Many individual owners, even if they are local, do not have the time to keep up with all the information needed to run a building. That’s part of the manager’s job. “You have to know the market and let them know what is happening with other buildings,” Mullins says. “You have to give them options and feedback, but you also have to be proactive and take care of things before they become problems. And when there are problems, owners want to hear about it from you. They don’t want to be caught off guard and hear about the problem from a brother-in-law’s wife’s sister, who happens to work in the building.”

Another big part of the job is enforcing the lease. One of the major reasons individual owners hire property managers is “they don’t want to be the bad guy,” she says.

The basic package of property management services remains the same, says Cathie Crowley, senior real estate manager for CB Richard Ellis. An owner “should absolutely expect a property manager to collect the rent, pay the bills on time, and contract for maintenance services,” she says.

Beyond that, there is a menu of services, and different owners may select different items from the menu. “Some owners have you do financial accounting, and some want you to be the construction manager on tenant finish work,” Crowley adds.

The basics of customer service and tenant satisfaction haven’t changed, Voges agrees, but delivering them has become more complicated over the past 20 years, in part because of new laws and regulations.

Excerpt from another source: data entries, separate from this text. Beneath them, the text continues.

PR #2887, opened 2025-12-01
fix(HeaderAutocomplete): Added a catch for ref searches in voices to …

dcschreiber:
Blocking searching for refs in the voices module
Code changes:
1. Moved `MODULE_AUTOCOMPLETE_TYPES` to be global and renamed to `MODULE_ALLOWED_SEARCH_TYPES`
2. Added a filter inside `getQueryObj` to only return for `is_ref` if `ref` is inside the active module allowed search list

### DIFF
--- a/static/js/HeaderAutocomplete.jsx
+++ b/static/js/HeaderAutocomplete.jsx
@@ -29,7 +29,7 @@ const type_title_map = {
 };
 
 const MODULE_ALLOWED_SEARCH_TYPES = {
-  [Sefaria.LIBRARY_MODULE]: ['Topic', 'ref', 'TocCategory', 'Collection', 'Term'],
+  [Sefaria.LIBRARY_MODULE]: ['Topic', 'ref', 'TocCategory', 'Term'],
   [Sefaria.VOICES_MODULE]: ['Topic', 'User', 'Collection']
 };
 


static/js/HeaderAutocomplete.jsx
```diff
@@ -111,7 +116,8 @@ const getQueryObj = (query) => {
         return getQueryObj(repairedQuery);
       }
 
-      if (d["is_ref"]) {
+      const allowedTypes = MODULE_ALLOWED_SEARCH_TYPES[Sefaria.activeModule];
```
stevekaplan123, line 119: Something seems off with this approach.  Why is 'ref' the only one in the list that we have to specifically check for? @dcschreiber

YishaiGlasner (approved):

static/js/HeaderAutocomplete.jsx
dcschreiber: I agree it seams a bit off.
I didn't want to do a big refactor and this seamed like the only change we needed.

It seems like the behaviour we need to block is unique to `ref`s (I may be wrong about this) and other types in this function are allowed on all modules. At first I just hardcoded an exception for voices but thought working with `allowedTypes` will avoid breaks on if we add modules or start allowing `ref` searches on voices.

The type name in the query result (`d`) and in our list is not the same so I had to do this explicit check.

static/js/HeaderAutocomplete.jsx
```diff
@@ -28,6 +28,11 @@ const type_title_map = {
   "User": "Users"
 };
 
+const MODULE_ALLOWED_SEARCH_TYPES = {
+  [Sefaria.LIBRARY_MODULE]: ['Topic', 'ref', 'TocCategory', 'Collection', 'Term'],
```
stevekaplan123: remove Collection

dcschreiber:
```suggestion
  [Sefaria.LIBRARY_MODULE]: ['Topic', 'ref', 'TocCategory', 'Term'],
```

stevekaplan123:
```suggestion
  [Sefaria.LIBRARY_MODULE]: ['Topic', 'ref', 'TocCategory', 'Term'],
```

stevekaplan123 (approved):

PR #2888, opened 2025-12-01
Feature/sc 38607/show message to returning users about changes

yodem:
## Description

Refactors Module Switcher popover styling for mobile responsiveness and accessibility. Adds 44x44px touch targets, fixes typography sizing, sets a fixed mobile width, and simplifies structure by removing wrapper divs.

### `static/css/popover.scss`
- Fixed mobile popover width to 264px
- Set desktop "Learn More" button font-size to 14px
- Added mobile font-size 16px to popover content
- Removed `popover-button-wrapper` styles
- Added `.accessible-touch-target` class with `::before` pseudo-element for 44x44px mobile touch targets
- Fixed mobile button height (removed problematic `min-height`)

### `static/js/ModuleSwitcherPopover.jsx`
- Removed `popover-button-wrapper` divs
- Added `learn-more` and `accessible-touch-target` classes directly to buttons
- Updated content text

### `static/js/common/Popover.jsx`
- Added `popover-button` class to `PopoverClose` component
- Updated className merging logic

## Notes

- Accessibility: 44x44px touch targets meet WCAG guidelines via invisible `::before` pseudo-elements
- Mobile UX: Fixed width prevents edge collisions; height grows naturally for text
- Code simplification: Removed wrapper divs for cleaner structure


static/css/popover.scss
```diff
@@ -14,6 +14,11 @@ $popover-text: white;
   box-shadow: 0px 1px 3px rgba(0, 0, 0, 0.25);
   z-index: 9999;
   max-width: 350px;
+
+  @include breakpoint(mobile) {
+    width: 264px;
+    max-width: 264px;
```
YishaiGlasner: isn't this redundant?

static/css/popover.scss
```diff
@@ -126,9 +161,10 @@ $popover-text: white;
   }
 
   @include breakpoint(mobile) {
-    min-height: 44px;
-    font-size: 16px;
-    padding: 8px 12px;
+    font-size: 16px; // English System Body / Hebrew System Body (16px)
+    padding: 8px 12px; // 8px top, 12px right, 8px bottom, 12px left
+    height: auto;
+    min-height: auto; // Height controlled by container
```
YishaiGlasner: this seems to do nothing

static/css/popover.scss
```diff
@@ -23,12 +28,15 @@ $popover-text: white;
...
   color: $popover-text;
   border-radius: 8px;
-  font-size: 14px;
+  font-size: 14px;  
   display: flex;
   flex-direction: column;
   align-items: flex-start;
   justify-content: flex-start;
 
+  @include breakpoint(mobile) {
```
YishaiGlasner: unite all the `breakpoint(mobile)`

static/css/popover.scss
```diff
@@ -76,30 +84,57 @@ $popover-text: white;
...
-    > a,
-    > button {
-      min-height: 44px;
-      height: auto;
-      font-size: 16px;
-      padding: 8px 12px;
+    align-items: center;
+
+    // Learn More link keeps its underline style but gets 16px font
+    > a.learn-more {
```
YishaiGlasner: why do we need the element and not only class here and in other places in this file?

static/css/popover.scss
```diff
@@ -126,9 +161,10 @@ $popover-text: white;
...
   @include breakpoint(mobile) {
-    min-height: 44px;
-    font-size: 16px;
-    padding: 8px 12px;
+    font-size: 16px; // English System Body / Hebrew System Body (16px)
+    padding: 8px 12px; // 8px top, 12px right, 8px bottom, 12px left
+    height: auto;
+    min-height: auto; // Height controlled by container
   }
 }
```
YishaiGlasner, line 109: it seems to me that much can be done for making this file great - removing too specific selectors, unite doubled selectors, nesting (scss feature)

static/js/ModuleSwitcherPopover.jsx
```diff
@@ -46,6 +46,7 @@ const ModuleSwitcherPopover = ({ children }) => {
       const isModuleSwitcherClick = 
         event.target.closest('.headerDropdownMenu') || 
         event.target.closest('.menuButton');
+      console.log('event.target', event.target, 'isModuleSwitcherClick', isModuleSwitcherClick);
```
YishaiGlasner: is this intentional or forgotten?

YishaiGlasner (changes requested):

static/css/popover.scss
yodem: its to override the property of line 16 -  max-width: 350px;

static/css/popover.scss
yodem: what do you mean? there is one @include breakpoint(mobile) per classname

static/js/ModuleSwitcherPopover.jsx
yodem: forgotten, thanks

static/css/popover.scss
YishaiGlasner:
```
@include breakpoint(mobile) {
  .class1 {
    <rules>
  }
  .class2 {
    <rules>
}
```
I think this works also in plain css. in Scss you can also nest classes.

static/css/popover.scss
YishaiGlasner: but the browser takes the lesser

static/css/popover.scss
YishaiGlasner: you can say you prefer a structure that unite different things, so the https://github.com/media will be in several places, but now it isn't structured at all

static/css/popover.scss
yodem: @YishaiGlasner I did it again. when there was 2 accourances of css i turn them into mixin, learned and used some scss features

“We’re expected to know a little bit about everything,” he says. “We’re expected to understand the ADA [Americans with Disabilities Act], and how it affects build out of tenant space or the renovation of a bathroom. We’re expected to know indoor air quality issues and asbestos regulations. And the Y2K fear meant we all had to learn building systems.”

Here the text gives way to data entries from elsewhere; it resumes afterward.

PR #2894, opened 2025-12-03
fix: [sc-38660] [Voices][History] History is displayed in duplicate

dcschreiber:
## Problem

History/Saved items were displaying in duplicate when:
- First visiting the History tab (items appeared, then duplicated after a pause)
- Switching between History and Saved tabs (duplicates accumulated with each switch)

Root cause: `useScrollToLoad` tracked skip state separately from the actual item count in the store. When the component remounted (tab switch), the hook's skip reset to 0 while the store still had cached items. Guard logic tried to prevent duplicate fetches but didn't work for <10 cached items.

Additionally, using `itemsPreLoaded` in the `useCallback` closure caused stale values during rapid scrolling - the callback would fire with outdated skip values before React re-rendered.

## Solution

Simplified `useScrollToLoad` by:
1. Tracking fetched count in a ref (`fetchedCountRef`) instead of state
2. Reading/updating the ref synchronously, avoiding stale closure issues

## Changes

- Removed `skip` state and `setSkip`
- Removed `isFirstRender` ref and guard logic
- Added `fetchedCountRef` to track pagination position (updates synchronously)
- Added `loadingRef` for synchronous loading check (prevents concurrent fetches)
- General cleanup: JSDoc, modern syntax, clearer variable names

## Additional patch
I added a catch for empty string in sheet summaries and titles.
Yitzhak approved this patch.
It was causing problems that didn't allow me to debug

I also removed functions in `Hooks.jsx` that weren't being used

Story: https://app.shortcut.com/sefaria/story/38660

### DIFF
--- a/static/css/keyboard.css
+++ b/static/css/keyboard.css
@@ -265,7 +265,11 @@
 }
 
 .keyboardInputInitiator {
-  margin:0px 3px;
-  vertical-align:middle;
-  cursor:pointer;
+  margin: 0;
+  padding: 0;
+  vertical-align: middle;
+  cursor: pointer;
+  width: 18px;
+  height: 18px;
+  box-sizing: border-box;
 }
--- a/static/css/s2.css
+++ b/static/css/s2.css
@@ -4747,6 +4747,14 @@ h1.topic-landing-header {
   margin-top: 2px;
 }
 
+.search::placeholder,
+.topic-landing-search-input::placeholder,
+.readerSearch::placeholder,
+.searchFiltersInput::placeholder,
+.topicFilterInput::placeholder {
+  color: var(--dark-grey);
+}
+
 .topic-landing-search-suggestion{
   display: flex;
   list-style-type: none;
@@ -9860,9 +9868,7 @@ div.aboutSheetMetadata span:not(:first-child)::before{
   float: right;
 }
 .searchBox .keyboardInputInitiator {
-    width: 22px;
-    height: 20px;
-    padding: 4px 7px 2px;
+    margin: 0 7px 0 0;
     position: initial;
     vertical-align: 0px;
 }
--- a/static/js/DictionarySearch.jsx
+++ b/static/js/DictionarySearch.jsx
@@ -166,7 +166,7 @@ class DictionarySearch extends Component {
         return; //this prevents the icon from flashing on every key stroke.
       }
       if(Sefaria.interfaceLang === 'english'){
-          const opacity = show ? 0.4 : 0;
+          const opacity = show ? 1 : 0;
           $(ReactDOM.findDOMNode(this)).find(".keyboardInputInitiator").css({"opacity": opacity});
       }
   }
--- a/static/js/HeaderAutocomplete.jsx
+++ b/static/js/HeaderAutocomplete.jsx
@@ -28,6 +28,11 @@ const type_title_map = {
   "User": "Users"
 };
 
+const MODULE_ALLOWED_SEARCH_TYPES = {
+  [Sefaria.LIBRARY_MODULE]: ['Topic', 'ref', 'TocCategory', 'Term'],
+  [Sefaria.VOICES_MODULE]: ['Topic', 'User', 'Collection']
+};
+
 function type_icon(itemType, itemPic) {
     if (itemType === "User" && itemPic !== "") {
       return itemPic;
@@ -111,7 +116,8 @@ const getQueryObj = (query) => {
         return getQueryObj(repairedQuery);
       }
 
-      if (d["is_ref"]) {
+      const allowedTypes = MODULE_ALLOWED_SEARCH_TYPES[Sefaria.activeModule];
+      if (d["is_ref"] && allowedTypes.includes('ref')) {
         return {'type': 'Ref', 'id': d["ref"], 'is_book': d['is_book']};
       } else if (!!d["topic_slug"]) {
         return {'type': 'Topic', 'id': d["topic_slug"], 'is_book': d['is_book']};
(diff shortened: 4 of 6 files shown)


static/js/Hooks.jsx
```diff
@@ -51,56 +51,67 @@ function useDebounce(value, delay) {
...
-    $scrollable.on("scroll", handleScroll);
-    return (() => {$scrollable.off("scroll", handleScroll);})
-  }, [scrollableRef.current, loadedToEnd, skip, loading]);
+  const loadMore = useCallback(() => {
+    if (loadedToEnd || loadingRef.current) return;
+
+    loadingRef.current = true;
+    const skip = fetchedCountRef.current;
+    const separator = url.includes('?') ? '&' : '?';
+    const nextUrl = `${url}${separator}skip=${skip}&limit=${pageSize}`;
```
YishaiGlasner: please check if we have function in sefaria.js for that.
anyway, use js functions for parsing urls.

static/js/Hooks.jsx
```diff
@@ -51,56 +51,67 @@ function useDebounce(value, delay) {
...
+ *
+ * @param {Object} options
+ * @param {React.RefObject} options.scrollableRef - Ref to the scrollable container element
+ * @param {string} options.url - API endpoint (must support `skip` and `limit` query params)
+ * @param {function} options.setter - Callback to handle fetched data (receives array of items)
+ * @param {number} [options.itemsPreLoaded=0] - Number of items already in cache; skips initial fetch if > 0
+ * @param {number} [options.pageSize=20] - Number of items to fetch per request
+ */
+function useScrollToLoad({scrollableRef, url, setter, itemsPreLoaded = 0, pageSize = 20}) {
   const [loadedToEnd, setLoadedToEnd] = useState(false);
```
YishaiGlasner: the same reason tu use `useRef` apllies also here, isn't it?

static/js/Hooks.jsx
```diff
@@ -51,56 +51,67 @@ function useDebounce(value, delay) {
...
       setter(data);
+      fetchedCountRef.current += data.length;
       if (data.length < pageSize) {
         setLoadedToEnd(true);
       }
-      setLoading(false);
+      loadingRef.current = false;
     });
-  }, [skip]);
+  }, [url, setter, pageSize, loadedToEnd]);
```
YishaiGlasner: i'd say:
```suggestion
  }, [scrollableRef.current, pageSize, loadedToEnd]);
```
because it seems that if `scrollableRef` stays the same `url` and `setter` wouldn't change, but i can imagine a theoretical situation where url and setter are the same but the ref was changed. i can be wrond, i don't understand this deeply. maybe all of them are needed?

static/js/Hooks.jsx
```diff
@@ -51,56 +51,67 @@ function useDebounce(value, delay) {
...
+    if (itemsPreLoaded === 0) {
+      loadMore();
     }
-  }, [])
-}
+  }, []);
+
+  // Scroll listener for infinite loading
+  useEffect(() => {
+    const $scrollable = $(scrollableRef.current);
```
YishaiGlasner: can you remove jquery from here?
you can use js `scrollTop` `clientHeight` `scrollHeight` and event listener.
GPT suggestion, i didn't check:
```
  const el = scrollableRef.current;
  if (!el) return;

  const scrollMargin = 600;

  const handleScroll = () => {
    const scrollPosition = el.scrollTop + el.clientHeight;
    const scrollThreshold = el.scrollHeight - scrollMargin;

    if (scrollPosition >= scrollThreshold) {
      loadMore();
    }
  };

  el.addEventListener('scroll', handleScroll);
  return () => el.removeEventListener('scroll', handleScroll);
```

YishaiGlasner (commented):
after debugging do you still need the patch?

static/js/Hooks.jsx
dcschreiber: Couldn't find something specific. Could you have a look at this?

static/js/Hooks.jsx
dcschreiber: Well `url, setter` are not meant to change I think and are there because they are used in the callback so it's best practice to put them there.
You can't use scrollableRef.current in the dependency array because React doesn't track changes to .current properties

static/js/Hooks.jsx
YishaiGlasner: os there is no. you can make an addParam or addParams func and do it with js URL rather than this

dcschreiber: I'm now using `URL`.
Do you think a `Sefaria.addParams()` is needed considering there is `urlObj.searchParams.set`?

dcschreiber: Current code for easy review
```
const urlObj = new URL(url, window.location.origin);
urlObj.searchParams.set('skip', skip);
urlObj.searchParams.set('limit', pageSize);
const nextUrl = urlObj.pathname + urlObj.search;
```

dcschreiber:
@YishaiGlasner note, I added a cleanup of not used code to this PR

static/js/Hooks.jsx
```diff
@@ -51,97 +51,71 @@ function useDebounce(value, delay) {
...
+  const loadMore = useCallback(() => {
+    if (loadedToEndRef.current || loadingRef.current) return;
+
+    loadingRef.current = true;
+    const skip = fetchedCountRef.current;
+
+    const urlObj = new URL(url, window.location.origin);
+    urlObj.searchParams.set('skip', skip);
+    urlObj.searchParams.set('limit', pageSize);
+    const nextUrl = urlObj.pathname + urlObj.search;
```
YishaiGlasner, line 81: why not
```suggestion
    const nextUrl = urlObj.toString();
```

static/js/Hooks.jsx
YishaiGlasner: i don't know. i'll approve it also without (just had a liitle comment)

static/js/Hooks.jsx
dcschreiber: Well that produces a different string and make break the logic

The greater complexity of modern building systems and building regulations is a powerful argument for hiring a property management firm, instead of hiring an individual to perform that function.

“If I were an owner, the biggest benefit of a firm such as ours would be the broad based knowledge that is at our disposal,” Mullins says. “With such a gamut of building types, we see a lot of different problems, and we have a lot of contacts, contractors and suppliers.”

Crowley agrees, “When you hire me, you get our support staff, our building engineers, our construction managers, etc. When you hire CB, you get my experience and that of our 9,000 other people. It is one stop shopping. If I don’t know something, somebody here will, so you don’t have to shop for it.”

As the economy slows, it becomes even more important for owners to have a good property management firm, Voges adds, because “as leases come up, tenants will have more and more choices.” So understanding their plans and needs, and what the competition is doing, will be even more important.


Peter Downs is a free-lance writer and editor of Construction News & Review.